## DATA EXCERPTS:
PR #8525, opened 2018-04-04
Adding NGS VDB for sra-tools

sachalau:


sachalau:
The make test failed for some reasons. I am not sure I can do something about it.

> Test: CacheTee_ReadOnly cache.dat.cache
/opt/conda/conda-bld/ncbi-vdb_1522845593863/work/ncbi-vdb-2.9.0-1/test/kfs/cacheteetest.cpp:562: fatal error in "CacheTee_ReadOnly": Unexpected return code from KDirectoryOpenFileRead( dir, &cache, "%s", CACHEFILE ): RC(rcNoErr)
Test: CacheTee_Multiple_Users_with_Promoting
Test: CacheTee_Multiple_Users_without_Promoting
*** 1 failure detected in test suite "CacheTeeTests"
and the result is: RC(INVALID,INVALID,INVALID,INVALID,INVALID)

epruesse:
Any chance you can run at least some of the tests? Something like `make -C tests/vdb` to get at least something run.

You might want to look at the package in debian-med. It appears Andreas Tille has been working on it recently (see https://salsa.debian.org/med-team/ncbi-vdb) . Judging from the patches (./debian/patches folder), he was also having trouble with plenty tests failing.

As it is, you only check that the library builds and that the files are present in the package archive. There is a lot that still can go wrong. We don't have to test that the library content is correct, but it should at least load. So if nothing else works, try a minimal program like the ones `configure` generates to verify that the lib can be linked. 

Say, `test.c` containing:
```C
#include <ncbi-vdb-header-file.h>

const char var[] = "blablub";

int main() {
  ncbi_vdb_api_call(arg);
  return 0;
}
```

And a test compiling and executing
```
gcc -o test test.c -lncbi-vdb -I$PREFIX/include -L$PREFIX/lib
./test
```

sachalau:
Thanks for your inputs ! I followed you advice and indeed the test specific to vdb seem to be working.

recipes/ncbi-vdb/build.sh
```diff
@@ -0,0 +1,5 @@
+export ROOT=$PREFIX
```
bgruening: is the ROOT needed here?

sachalau:
I will try but NCBI-NGS did not work without the root export.

sachalau:
I get the following error withouth `export ROOT`:

```
ln: creating symbolic link `/opt/conda/usr/include/ncbi-vdb': No such file or directory
```

I also see now that `make install` complains that `bc` is not present. Do you know which conda forge package ships it ?

kwrodarmer:
Rather than issue a PR or the like, could you explain more concretely what it is that you're trying to achieve so that we can analyze the problem in NCBI and provide a fix?

You shouldn't need to be setting the fs ROOT variable for this test: the reason it is there is so that WE can test our behavior in the case that we would have root account access (and we can't on Federal computers), so we manually can set ROOT to somewhere else to simulate root access.

You appear to be trying to set the install prefix?

- NCBI SRA Toolkit Team

sachalau:
If I don't set the ROOT variable to PREFIX (where we are actually building the package) the make install fails. If just export ROOT=$PREFIX, then I can build without any problem.

sachalau:
Hello ! Could I get a merge on this please, I think the `export ROOT=$PREFIX` is good enough no ?

recipes/ncbi-vdb/meta.yaml
```diff
@@ -0,0 +1,39 @@
...
+    - gcc # [not osx]
+    - llvm # [osx]
+    - perl
+    - libiconv
+    - libxml2
+    - ncbi-ngs-sdk
+    - bison
+
+  run:
+    #
```
epruesse: No runtime dependencies? Are these now filled automatically? I somehow doubt the library will work without at least `libxml2`, `libiconv` and `libgcc`.

recipes/ncbi-vdb/meta.yaml
```diff
@@ -0,0 +1,39 @@
...
+
+about:
+  home: https://github.com/ncbi/ncbi-vdb
+  license: Public Domain
+  summary: The SRA Toolkit and SDK from NCBI is a collection of tools and libraries for using data in the INSDC Sequence Read Archives.
```
epruesse: I know that's what it says on their Github page. What does `ncbi-vdb` do though? 

```
summary: NCBI libraries for accessing the INSDC Sequence Read Archive (SRA)
description: |
  The SRA Toolkit and SDK from NCBI is a collection of tools and libraries for using
  data in the INSDC Sequence Read Archives. ...
```

recipes/ncbi-vdb/meta.yaml
```diff
@@ -0,0 +1,39 @@
...
+
+test:
+  commands:
+    - test -e ${PREFIX}/lib64/libncbi-vdb.so # [not osx]
+    - test -e ${PREFIX}/lib64/libncbi-vdb.dylib # [osx]
+
```
epruesse: I still would like to see some binary using the library executed here. Very likely that'll show that the `run:` section needs some content, too.

epruesse:
@kwrodarmer Could you shed some light on why @sachalau is having trouble getting `make install` to comply without the `ROOT` variable?

recipes/ncbi-vdb/meta.yaml
kwrodarmer: We link against `libxml2` when found, but it is not required. In fact, its only use is as a relic for some very old software that is no longer supported. We also detect `libhdf5` and include some additions for that if found, in order to support a loader that is only run within NCBI. We link against `-ldl`, `-lm` and `-lpthreads`.

recipes/ncbi-vdb/meta.yaml
kwrodarmer: VDB is the database engine that all SRA tools use. SRA is built upon VDB.
VDB is a columnar database system with a number of unique features, but basically all SRA objects are stored in VDB.

kwrodarmer:
I have not yet understood the nature of the problem @sachalau is having. I have tried to explain the nature of the $ROOT variable hack within our installation, which is there simply because we need to test behavior of the script when run as root, without having the ability to actually become root on any government system. The use of the variable is not intended to be used by anyone for any other purpose.

kwrodarmer:
One of the things that we thought immediately upon reading your first post was that perhaps $ROOT was defined to be something else when you run the normal install, and redefining it to something compatible makes it work. Can you confirm that ROOT is undefined when you get the error?

sachalau:
I guess `ROOT` is set to `/opt/conda/usr/` by default in our environment.

epruesse:
@sachalau Any luck on producing a test?

sachalau:
Thanks a lot @epruesse for your help & reminder ! I started working on it again and here is where I am stuck: the test fails because there's an `#include <exception>`.

The exact error is :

## THE PROBLEM:
Filter the records for the word "collection" and show every line that has it.

## OUTPUT FOR THIS TASK:
+  summary: The SRA Toolkit and SDK from NCBI is a collection of tools and libraries for using data in the INSDC Sequence Read Archives.
  The SRA Toolkit and SDK from NCBI is a collection of tools and libraries for using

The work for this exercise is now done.